▸ **Provided entries**:
PR #244, opened 2022-04-21
feat: pass pact-broker-base-url argument to verifier process

WaylandAce:
With this change it's possible to fetch pacts directly from broker.

### DIFF
--- a/src/PhpPact/Standalone/ProviderVerifier/Verifier.php
+++ b/src/PhpPact/Standalone/ProviderVerifier/Verifier.php
@@ -144,7 +144,7 @@ class Verifier
         }
 
         if ($this->config->getBrokerUri() !== null) {
-            $parameters[] = "--pact-broker-base-url={$this->config->getBrokerUri()}";
+            $parameters[] = "--pact-broker-base-url={$this->config->getBrokerUri()->__toString()}";
         }
 
         return $parameters;
--- a/src/PhpPact/Standalone/ProviderVerifier/Verifier.php
+++ b/src/PhpPact/Standalone/ProviderVerifier/Verifier.php
@@ -143,6 +143,10 @@ class Verifier
             $parameters[] = "--include-wip-pacts-since={$this->config->getIncludeWipPactSince()}";
         }
 
+        if ($this->config->getBrokerUri() !== null) {
+            $parameters[] = "--pact-broker-base-url={$this->config->getBrokerUri()}";
+        }
+
         return $parameters;
     }
 
--- a/tests/PhpPact/Standalone/ProviderVerifier/VerifierTest.php
+++ b/tests/PhpPact/Standalone/ProviderVerifier/VerifierTest.php
@@ -36,6 +36,7 @@ class VerifierTest extends TestCase
             ->setBrokerToken('someToken')
             ->setBrokerUsername('someusername')
             ->setBrokerPassword('somepassword')
+            ->setBrokerUri(new Uri('https://example.broker/'))
             ->addCustomProviderHeader('key1', 'value1')
             ->addCustomProviderHeader('key2', 'value2')
             ->setVerbose(true)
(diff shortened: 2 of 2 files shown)


mefellows:
I'm confused - what was the situation prior to this? I'd imagine 99.9% of the use case _is_ fetching from a broker. I can see a bunch of other broker related flags, so I'm wondering if I'm missing something obvious about how that was specified prior to this change?

WaylandAce:
@mefellows 
All previous cases of verify:
1) Fetch by tag (/pacts/provider/$providerName}/consumer/$consumerName/)
2) By files
3) Verify all (/pacts/provider/$providerName/latest)
4) By tag (/pacts/provider/$providerName/latest/$tag)
5) By config (VerifierConfig).

This PR improves 5 option. Actually, pact broker url can be set thru PACT_BROKER_BASE_URL env variable. But env variable is not related to VerifierConfig. With this PR behavior of 5th verification is more clear. 


```
      [--pact-broker-base-url=PACT_BROKER_BASE_URL]                          # Base URL of the Pact Broker from which to retrieve the pacts. Can also be set using the environment variable PACT_BROKER_BASE_URL.

```

YOU54F:
We mentioned this option in the docs before, but it doesn’t look like it was being mapped to the ruby verifier option as added here. 🧐

https://github.com/pact-foundation/pact-php#provider-verification

Is that just an omission that this pr will resolve?

WaylandAce:
Right now this option is used to publish pacts only, not fetch.

YOU54F:
Ok thanks dude, so is that just an omission in the docs, or do we need to add anything additional in

I note you've made a couple of other changes, so I imaging you are actively using this, so appreciate the contributions, and I am sure @cfmack does as well.

Will look to get the pulled in as soon as possible (just trigged the builds again, as soon we failing, more than likely unrelated)

Just doing some OSS housekeeping across various repos today, and I've not looked at Pact-php much

YOU54F:
This test is failing https://github.com/pact-foundation/pact-php/blob/3915cde524346fd7207d20dad6cb2ce1268c831a/tests/PhpPact/Standalone/ProviderVerifier/VerifierTest.php#L113

see build output https://github.com/pact-foundation/pact-php/runs/6159378723?check_suite_focus=true

```
[2022-04-25 14:29:06] console.ERROR: err >  [] []
Test 'PhpPactTest\Standalone\ProviderVerifier\VerifierProcessTest::testRunForwardsException' ended
Test 'PhpPact\Standalone\ProviderVerifier\VerifierTest::testGetArguments' started
Test 'PhpPact\Standalone\ProviderVerifier\VerifierTest::testGetArguments' ended
Test 'PhpPact\Standalone\ProviderVerifier\VerifierTest::testGetArgumentsEmptyConfig' started
Test 'PhpPact\Standalone\ProviderVerifier\VerifierTest::testGetArgumentsEmptyConfig' ended
Test 'PhpPact\Standalone\ProviderVerifier\VerifierTest::testBuildValidPathToPactBroker with data set #0 ('someProviderName', 'someProviderName', null, '11111', '/pacts/provider/someProviderN...11111/')' started
PHP Fatal error:  Method Mock_Uri_3c0c9044::__toString() must not throw an exception, caught PHPUnit\Framework\ExpectationFailedException: GuzzleHttp\Psr7\Uri::__toString(): string was not expected to be called more than once. in /home/runner/work/pact-php/pact-php/src/PhpPact/Standalone/ProviderVerifier/Verifier.php on line 0
Script phpunit --debug -c example/phpunit.all.xml handling the test event returned with error code 255
```

It looks like the uri is toString'd here, possibly why its complaining

https://github.com/pact-foundation/pact-php/blob/3915cde524346fd7207d20dad6cb2ce1268c831a/src/PhpPact/Standalone/ProviderVerifier/Verifier.php#L177-L179

cfmack:
Let me know when the tests are fixed.  Happy to help contribute.

YOU54F:
Thanks @WaylandAce ,

@cfmack are you okay to merge and release when you are happy? Cheers all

▸ **Work instructions**:
Reproduce the records above in their entirety, unchanged.

▸ **Completed task**:
PR #244, opened 2022-04-21
feat: pass pact-broker-base-url argument to verifier process

WaylandAce:
With this change it's possible to fetch pacts directly from broker.

### DIFF
--- a/src/PhpPact/Standalone/ProviderVerifier/Verifier.php
+++ b/src/PhpPact/Standalone/ProviderVerifier/Verifier.php
@@ -144,7 +144,7 @@ class Verifier
         }
 
         if ($this->config->getBrokerUri() !== null) {
-            $parameters[] = "--pact-broker-base-url={$this->config->getBrokerUri()}";
+            $parameters[] = "--pact-broker-base-url={$this->config->getBrokerUri()->__toString()}";
         }
 
         return $parameters;
--- a/src/PhpPact/Standalone/ProviderVerifier/Verifier.php
+++ b/src/PhpPact/Standalone/ProviderVerifier/Verifier.php
@@ -143,6 +143,10 @@ class Verifier
             $parameters[] = "--include-wip-pacts-since={$this->config->getIncludeWipPactSince()}";
         }
 
+        if ($this->config->getBrokerUri() !== null) {
+            $parameters[] = "--pact-broker-base-url={$this->config->getBrokerUri()}";
+        }
+
         return $parameters;
     }
 
--- a/tests/PhpPact/Standalone/ProviderVerifier/VerifierTest.php
+++ b/tests/PhpPact/Standalone/ProviderVerifier/VerifierTest.php
@@ -36,6 +36,7 @@ class VerifierTest extends TestCase
             ->setBrokerToken('someToken')
             ->setBrokerUsername('someusername')
             ->setBrokerPassword('somepassword')
+            ->setBrokerUri(new Uri('https://example.broker/'))
             ->addCustomProviderHeader('key1', 'value1')
             ->addCustomProviderHeader('key2', 'value2')
             ->setVerbose(true)
(diff shortened: 2 of 2 files shown)


mefellows:
I'm confused - what was the situation prior to this? I'd imagine 99.9% of the use case _is_ fetching from a broker. I can see a bunch of other broker related flags, so I'm wondering if I'm missing something obvious about how that was specified prior to this change?

WaylandAce:
@mefellows 
All previous cases of verify:
1) Fetch by tag (/pacts/provider/$providerName}/consumer/$consumerName/)
2) By files
3) Verify all (/pacts/provider/$providerName/latest)
4) By tag (/pacts/provider/$providerName/latest/$tag)
5) By config (VerifierConfig).

This PR improves 5 option. Actually, pact broker url can be set thru PACT_BROKER_BASE_URL env variable. But env variable is not related to VerifierConfig. With this PR behavior of 5th verification is more clear. 


```
      [--pact-broker-base-url=PACT_BROKER_BASE_URL]                          # Base URL of the Pact Broker from which to retrieve the pacts. Can also be set using the environment variable PACT_BROKER_BASE_URL.

```

YOU54F:
We mentioned this option in the docs before, but it doesn’t look like it was being mapped to the ruby verifier option as added here. 🧐

https://github.com/pact-foundation/pact-php#provider-verification

Is that just an omission that this pr will resolve?

WaylandAce:
Right now this option is used to publish pacts only, not fetch.

YOU54F:
Ok thanks dude, so is that just an omission in the docs, or do we need to add anything additional in

I note you've made a couple of other changes, so I imaging you are actively using this, so appreciate the contributions, and I am sure @cfmack does as well.

Will look to get the pulled in as soon as possible (just trigged the builds again, as soon we failing, more than likely unrelated)

Just doing some OSS housekeeping across various repos today, and I've not looked at Pact-php much

YOU54F:
This test is failing https://github.com/pact-foundation/pact-php/blob/3915cde524346fd7207d20dad6cb2ce1268c831a/tests/PhpPact/Standalone/ProviderVerifier/VerifierTest.php#L113

see build output https://github.com/pact-foundation/pact-php/runs/6159378723?check_suite_focus=true

```
[2022-04-25 14:29:06] console.ERROR: err >  [] []
Test 'PhpPactTest\Standalone\ProviderVerifier\VerifierProcessTest::testRunForwardsException' ended
Test 'PhpPact\Standalone\ProviderVerifier\VerifierTest::testGetArguments' started
Test 'PhpPact\Standalone\ProviderVerifier\VerifierTest::testGetArguments' ended
Test 'PhpPact\Standalone\ProviderVerifier\VerifierTest::testGetArgumentsEmptyConfig' started
Test 'PhpPact\Standalone\ProviderVerifier\VerifierTest::testGetArgumentsEmptyConfig' ended
Test 'PhpPact\Standalone\ProviderVerifier\VerifierTest::testBuildValidPathToPactBroker with data set #0 ('someProviderName', 'someProviderName', null, '11111', '/pacts/provider/someProviderN...11111/')' started
PHP Fatal error:  Method Mock_Uri_3c0c9044::__toString() must not throw an exception, caught PHPUnit\Framework\ExpectationFailedException: GuzzleHttp\Psr7\Uri::__toString(): string was not expected to be called more than once. in /home/runner/work/pact-php/pact-php/src/PhpPact/Standalone/ProviderVerifier/Verifier.php on line 0
Script phpunit --debug -c example/phpunit.all.xml handling the test event returned with error code 255
```

It looks like the uri is toString'd here, possibly why its complaining

https://github.com/pact-foundation/pact-php/blob/3915cde524346fd7207d20dad6cb2ce1268c831a/src/PhpPact/Standalone/ProviderVerifier/Verifier.php#L177-L179

cfmack:
Let me know when the tests are fixed.  Happy to help contribute.

YOU54F:
Thanks @WaylandAce ,

@cfmack are you okay to merge and release when you are happy? Cheers all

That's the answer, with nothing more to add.